■ EXERCISE AIM ■
Go through the data and copy every line in which "with" appears.
***** PROVIDED DATA *****
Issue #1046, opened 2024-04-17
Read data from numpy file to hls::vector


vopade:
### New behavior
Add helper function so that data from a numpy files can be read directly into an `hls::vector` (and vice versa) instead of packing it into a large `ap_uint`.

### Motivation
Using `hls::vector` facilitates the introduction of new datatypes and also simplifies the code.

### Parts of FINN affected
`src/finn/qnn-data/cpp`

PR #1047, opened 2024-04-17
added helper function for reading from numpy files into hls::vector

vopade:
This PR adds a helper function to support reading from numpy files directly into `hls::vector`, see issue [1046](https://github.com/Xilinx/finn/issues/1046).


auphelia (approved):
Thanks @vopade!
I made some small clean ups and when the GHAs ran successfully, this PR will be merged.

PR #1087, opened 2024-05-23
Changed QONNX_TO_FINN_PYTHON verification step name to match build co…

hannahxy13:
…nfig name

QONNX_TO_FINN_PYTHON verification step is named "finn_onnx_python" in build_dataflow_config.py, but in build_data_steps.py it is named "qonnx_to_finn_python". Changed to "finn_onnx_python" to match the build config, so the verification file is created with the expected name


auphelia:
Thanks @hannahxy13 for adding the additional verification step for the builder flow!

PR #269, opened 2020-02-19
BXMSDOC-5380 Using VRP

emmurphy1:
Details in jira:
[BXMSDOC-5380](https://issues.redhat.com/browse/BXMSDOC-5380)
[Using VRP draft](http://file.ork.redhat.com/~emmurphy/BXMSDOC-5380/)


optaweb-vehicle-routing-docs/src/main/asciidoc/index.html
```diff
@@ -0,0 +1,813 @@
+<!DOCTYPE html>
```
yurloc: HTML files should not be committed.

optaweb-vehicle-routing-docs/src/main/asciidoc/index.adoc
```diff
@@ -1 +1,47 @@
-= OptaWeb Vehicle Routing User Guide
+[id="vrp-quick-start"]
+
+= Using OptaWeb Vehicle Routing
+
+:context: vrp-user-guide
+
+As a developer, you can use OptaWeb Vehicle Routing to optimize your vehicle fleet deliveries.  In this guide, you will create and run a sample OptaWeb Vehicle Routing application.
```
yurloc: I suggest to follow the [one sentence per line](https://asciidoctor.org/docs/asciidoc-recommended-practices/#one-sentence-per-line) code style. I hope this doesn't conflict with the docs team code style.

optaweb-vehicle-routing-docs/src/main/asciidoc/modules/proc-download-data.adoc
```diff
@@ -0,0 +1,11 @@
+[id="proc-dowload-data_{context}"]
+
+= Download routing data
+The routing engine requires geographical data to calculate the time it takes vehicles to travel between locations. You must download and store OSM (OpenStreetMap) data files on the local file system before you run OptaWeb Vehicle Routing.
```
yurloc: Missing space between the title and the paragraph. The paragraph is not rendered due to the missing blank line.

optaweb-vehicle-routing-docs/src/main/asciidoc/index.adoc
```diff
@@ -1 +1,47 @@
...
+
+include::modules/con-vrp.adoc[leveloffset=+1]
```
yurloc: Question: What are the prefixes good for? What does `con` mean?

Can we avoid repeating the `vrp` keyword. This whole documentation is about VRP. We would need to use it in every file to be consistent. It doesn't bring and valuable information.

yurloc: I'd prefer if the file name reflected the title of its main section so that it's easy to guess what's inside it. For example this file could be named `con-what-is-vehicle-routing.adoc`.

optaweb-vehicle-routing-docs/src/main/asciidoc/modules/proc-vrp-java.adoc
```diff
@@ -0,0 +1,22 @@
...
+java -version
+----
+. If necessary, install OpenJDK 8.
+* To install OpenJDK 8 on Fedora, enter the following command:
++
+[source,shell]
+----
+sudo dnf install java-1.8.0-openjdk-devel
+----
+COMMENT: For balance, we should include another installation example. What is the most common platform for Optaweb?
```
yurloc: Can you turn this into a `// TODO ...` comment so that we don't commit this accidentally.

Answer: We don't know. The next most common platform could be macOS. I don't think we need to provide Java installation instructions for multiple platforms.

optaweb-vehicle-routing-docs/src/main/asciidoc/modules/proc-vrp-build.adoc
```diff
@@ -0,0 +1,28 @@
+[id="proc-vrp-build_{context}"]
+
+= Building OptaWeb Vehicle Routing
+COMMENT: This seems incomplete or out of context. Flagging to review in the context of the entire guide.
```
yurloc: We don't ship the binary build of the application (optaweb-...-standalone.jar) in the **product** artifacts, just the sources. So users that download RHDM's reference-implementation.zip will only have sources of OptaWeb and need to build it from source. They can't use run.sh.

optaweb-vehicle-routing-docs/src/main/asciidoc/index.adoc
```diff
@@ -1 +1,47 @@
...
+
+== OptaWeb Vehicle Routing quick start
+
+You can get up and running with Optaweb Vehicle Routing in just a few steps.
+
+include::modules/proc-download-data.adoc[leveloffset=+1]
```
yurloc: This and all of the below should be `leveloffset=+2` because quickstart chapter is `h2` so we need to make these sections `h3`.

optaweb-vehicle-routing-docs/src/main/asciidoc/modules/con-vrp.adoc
*****
***** PROVIDED DATA *****
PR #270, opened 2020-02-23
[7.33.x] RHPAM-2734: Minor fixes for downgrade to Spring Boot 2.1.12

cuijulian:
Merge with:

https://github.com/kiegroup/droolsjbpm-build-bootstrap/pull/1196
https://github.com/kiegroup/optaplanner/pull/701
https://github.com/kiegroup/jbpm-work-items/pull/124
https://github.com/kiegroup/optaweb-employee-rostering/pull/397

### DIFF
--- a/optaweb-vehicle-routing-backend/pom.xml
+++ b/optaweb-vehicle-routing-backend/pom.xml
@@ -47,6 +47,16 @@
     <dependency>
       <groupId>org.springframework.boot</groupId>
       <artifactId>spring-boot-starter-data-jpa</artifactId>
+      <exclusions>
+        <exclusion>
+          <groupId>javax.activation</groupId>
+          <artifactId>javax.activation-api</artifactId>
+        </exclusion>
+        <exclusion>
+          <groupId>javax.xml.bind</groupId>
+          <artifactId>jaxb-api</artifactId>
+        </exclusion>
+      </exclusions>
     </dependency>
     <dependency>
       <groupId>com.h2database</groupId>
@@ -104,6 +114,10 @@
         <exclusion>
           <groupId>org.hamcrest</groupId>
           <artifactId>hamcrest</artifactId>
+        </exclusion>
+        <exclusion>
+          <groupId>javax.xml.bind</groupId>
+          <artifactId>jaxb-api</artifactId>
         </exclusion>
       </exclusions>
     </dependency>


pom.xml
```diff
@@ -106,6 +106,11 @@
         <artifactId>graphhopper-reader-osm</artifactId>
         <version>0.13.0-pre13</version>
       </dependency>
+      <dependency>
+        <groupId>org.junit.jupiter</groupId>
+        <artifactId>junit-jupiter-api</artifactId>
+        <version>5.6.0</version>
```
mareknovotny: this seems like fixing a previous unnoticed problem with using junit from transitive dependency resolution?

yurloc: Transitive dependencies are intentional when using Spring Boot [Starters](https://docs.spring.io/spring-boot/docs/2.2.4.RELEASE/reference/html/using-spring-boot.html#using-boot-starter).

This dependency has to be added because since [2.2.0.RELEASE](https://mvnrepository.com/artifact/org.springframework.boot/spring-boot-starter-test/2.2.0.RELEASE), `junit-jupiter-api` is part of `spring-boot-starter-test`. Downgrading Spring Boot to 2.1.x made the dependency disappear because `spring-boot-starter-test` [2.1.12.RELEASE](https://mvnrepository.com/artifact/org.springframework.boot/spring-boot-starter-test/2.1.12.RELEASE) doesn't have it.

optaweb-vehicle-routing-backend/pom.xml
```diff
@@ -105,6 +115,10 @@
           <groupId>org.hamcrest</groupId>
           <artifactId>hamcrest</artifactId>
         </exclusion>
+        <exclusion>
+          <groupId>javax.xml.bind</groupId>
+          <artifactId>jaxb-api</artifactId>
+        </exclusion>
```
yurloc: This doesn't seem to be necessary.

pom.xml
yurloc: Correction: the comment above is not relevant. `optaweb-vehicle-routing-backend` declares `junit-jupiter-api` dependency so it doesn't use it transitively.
*****
***** PROVIDED DATA *****
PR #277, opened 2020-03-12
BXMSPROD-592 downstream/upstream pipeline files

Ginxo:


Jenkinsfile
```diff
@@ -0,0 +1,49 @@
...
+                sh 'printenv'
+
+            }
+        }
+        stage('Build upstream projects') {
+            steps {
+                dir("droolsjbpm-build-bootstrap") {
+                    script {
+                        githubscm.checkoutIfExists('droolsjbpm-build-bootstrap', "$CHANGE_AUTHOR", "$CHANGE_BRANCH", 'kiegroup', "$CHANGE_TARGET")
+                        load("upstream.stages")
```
*****
■ TASK OUTPUT ■
QONNX_TO_FINN_PYTHON verification step is named "finn_onnx_python" in build_dataflow_config.py, but in build_data_steps.py it is named "qonnx_to_finn_python". Changed to "finn_onnx_python" to match the build config, so the verification file is created with the expected name
yurloc: I suggest to follow the [one sentence per line](https://asciidoctor.org/docs/asciidoc-recommended-practices/#one-sentence-per-line) code style. I hope this doesn't conflict with the docs team code style.
+You can get up and running with Optaweb Vehicle Routing in just a few steps.
Merge with:
mareknovotny: this seems like fixing a previous unnoticed problem with using junit from transitive dependency resolution?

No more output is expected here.